IBM, for its part, stressed that it would “continue to support, engage, and innovate” with the various open source communities that DataStax currently contributes to, including Apache Cassandra, Langflow, Apache Pulsar, and OpenSearch.
Read more: IBM to Acquire DataStax
The rundown
Codebase chaos
It’s no secret that much of the modern tech stack is built from open source, and that the software supply chain is somewhat porous.
With that in mind, a new report from application security company Black Duck noted that of the 965 commercial codebases it analyzed across 16 sectors, 86% of these codebases contained some form of open source vulnerability.
More specifically, 81% had high- or critical-risk vulnerabilities.
GitHub exposed
It turns out that AI chatbots such as Microsoft Copilot can expose private GitHub respositories to the internet.
As per TechCrunch, security researchers at Lasso found that if a repository was once public, data from that repository can linger in chatbots even after the repository is made private.

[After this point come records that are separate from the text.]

PR #623, opened 2021-08-30
Shift HomeHero to top of the screen

mewdriller:
B2-158

### DIFF
--- a/src/components/HomePage/HomeHero.tsx
+++ b/src/components/HomePage/HomeHero.tsx
@@ -126,16 +126,18 @@ export const HomeHero: FC = (props) => {
     );
   });
   const lineFillGradientId = useId();
-  const overlayFillGradientId = useId();
+  const sideOverlayFillGradientId = useId();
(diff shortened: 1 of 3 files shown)


k8hansen (commented):
As the `HomeHero` is moving up, it looks like it might need some extra lines at the bottom to compensate. The space in between where the subheading falls to the bottom of this hero element is larger in the mockup. I can't get an exact measurement the way this mockup is composed, but I'm measuring about `140px `between the subheading and the final line in the `HomeHero`.

Screen Shot 2021-08-31 at 11 24 00 AM
Screen Shot 2021-08-31 at 11 22 47 AM

laurapadilla (approved):
Screen Shot 2021-08-31 at 2 52 31 PM

Looks good! I agree with Kate's comments, I'll also add that in the comp it looks like the top shadow is a little bit larger than in the branch? Although it could just be an optical illusion 🔮

Screen Shot 2021-08-31 at 2 53 55 PM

The reason, according to the report, is due to Bing indexing and caching the data.
Lasso found more than 20,000 private GitHub repositories — that were once public — were still accessible through Copilot, impacting organizations such as Amazon, Google, and Microsoft itself.
Though some might argue, if a repository was in fact ever public, then anyone could have legitimately forked it and kept it public for eternity anyway.
Open source AI and the “illusion of openness”
A couple of weeks back, Forkable pontificated about how “open source” can be something of an illusion with regards to vendor-led projects, and how the “spirit of open source” means much more than a license.
Ted Shelton, chief operating officer at Inflection AI, published similar sentiments in a long-read where he compares open source AI to the “cargo cults” of indigineous South Pacific Islanders in the 1940s, who tried to replicate the “miracle” of military planes by hand-crafting — out of wood — all the airbase infrastructure (runways, radios, etc) that enabled this. Needless to say it was all just a facade and didn’t bring the planes back.
Shelton draws parallels between this, and two “open source AI” purveyors in Meta and DeepSeek.
“Both are touted as open-source triumphs of AI, freely available to all,” Shelton writes. “The reality, however, is that these projects are less a gift to the community and more strategic competitive maneuvers – a modern cargo cult, inspiring an imitation of the form of grassroots open source without the same spirit or intent.”
It’s an interesting perspective, and you can read all about it here: Cargo Cults and the Illusion of Openness.
Patch notes
French privacy-focused tech firm Murena launched a “de-Googled” tablet, which ships with its own custom e/os operating system that’s forked from LineageOS (which is itself an Android fork). Costing €539, the Murena Pixel Tablet bundles many “open source alternative” apps out of the box.
The open source security foundation announced the Open Source Project Security Baseline, which amounts to a set of best practices — “aligned with international cybersecurity frameworks, standards, and regulations” — to improve open source security posture.
Electronic Arts open sourced the code for some old Command and Conquer games, following a similar move involving two games back in 2020. The games are available for anyone to “mod” under a copyleft GPL license.